GRU for Multi-dimensional Input

Hello, I have an input of shape (14, 10, 30, 300),
where, 14 is batch_size, 10 is the seq_len, 30 is the num_tokens in each element in the sequence, and 300 is the embedding_dim for each token. (I know, it’s complicated!)

I want to process each of the 10 elements in the sequence through a GRU and convert it to a 512 dimensional output. i.e., I wanna take each 30 x 300 in the sequence and learn to map it to a 512 dimensional vector.

Here’s what I have. I’m using the output of gru’s last hidden layer. That’s because my input represents textual features and I’ll be combining it with visual features later. Would love some feedback on whether this is the correct approach.
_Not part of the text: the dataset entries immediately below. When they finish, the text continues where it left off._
PR #191, opened 2023-12-20
Add printer columns for ibu

sudomakeinstall2:
- Add State column that shows the type of last condition whose status has been changed
- Add Details column that shows the message of last condition whose status has been changed

SetStatusCondition tries to keep the conditions sorted by the time their status was last changed


donpenney (commented):
/lgtm

PR #194, opened 2023-12-21
Recreate IBU when deleted

jc-rh:


controllers/ibu_controller.go
```diff
@@ -411,7 +412,18 @@ func (r *ImageBasedUpgradeReconciler) SetupWithManager(mgr ctrl.Manager) error {
 			},
 			CreateFunc:  func(ce event.CreateEvent) bool { return true },
 			GenericFunc: func(ge event.GenericEvent) bool { return false },
-			DeleteFunc:  func(de event.DeleteEvent) bool { return false },
+			DeleteFunc: func(de event.DeleteEvent) bool {
+				if de.Object.GetName() == utils.IBUName {
+					filePath := common.PathOutsideChroot(utils.IBUFilePath)
+					if err := common.RetryOnConflictOrRetriable(retry.DefaultBackoff, func() error {
+						return lcautils.MarshalToFile(de.Object, filePath)
```
pixelsoccupied, line 419: curious if you tried using finalizer or maybe that wouldnt work? I'm thinking if deletionTimestamp is set...just keep a copy...remove the finalizer and the apply the copy?

jc-rh: Not sure if you can recreate it right away in the finalizer. Delete event happens after it's actually removed from etcd.

PR #195, opened 2023-12-21
Mirror registry : Adding verification if we should override mirror registry or not

tsorya:
1. If seed has mirror registry and cluster not, try to override
2. If cluster has mirror registry and seed not verify if seeds registry is part of sources in icsps and idms and if it is don't override
3. If cluster has mirror registry and seed regsitry is not part of sources try to override seeds registry

### DIFF
--- a/controllers/prep_handlers.go
+++ b/controllers/prep_handlers.go
@@ -72,7 +72,7 @@ func (r *ImageBasedUpgradeReconciler) getSeedImage(
 
 }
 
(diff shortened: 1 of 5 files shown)


donpenney:
This resolves an issue in a scenario I was trying, using "connected" registries for seed and target SNO: Running an IBU from a stable release to a nightly build, which have different registries for the release image. Tested this PR in my setup, and it works as expected. I did not test with mirrors.

donpenney (approved):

Thank you.

gru = nn.GRU(
    input_size=300,
    hidden_size=256,
    batch_first=True,
    bidirectional=True
)

# Reshape input from (14, 10, 30, 300) -> (14*10, 30, 300)
inputs = inputs.reshape(14*10, 30, 300)
_, final_hidden_layer = gru(inputs)
outputs = final_hidden_layer.permute(1, 0, 2).contiguous().flatten(start_dim=1) # (140, 512)
outputs = outputs.reshape(14, 10, 512)

@ptrblck @ParGG

The GRU, with bath_first=True takes a sequence with dimensions (BatchSize, SequenceLengh, InputFeatures): GRU — PyTorch 1.12 documentation. If you want to map your 30 x 300 to 512. Then you need to reshape your input as inputs = inputs.reshape(14, 10, 30 * 300).

I would suggest you to check the documentation about what the two output of rat GRU represent. Once you will have multiple layers, it might not match your expectations.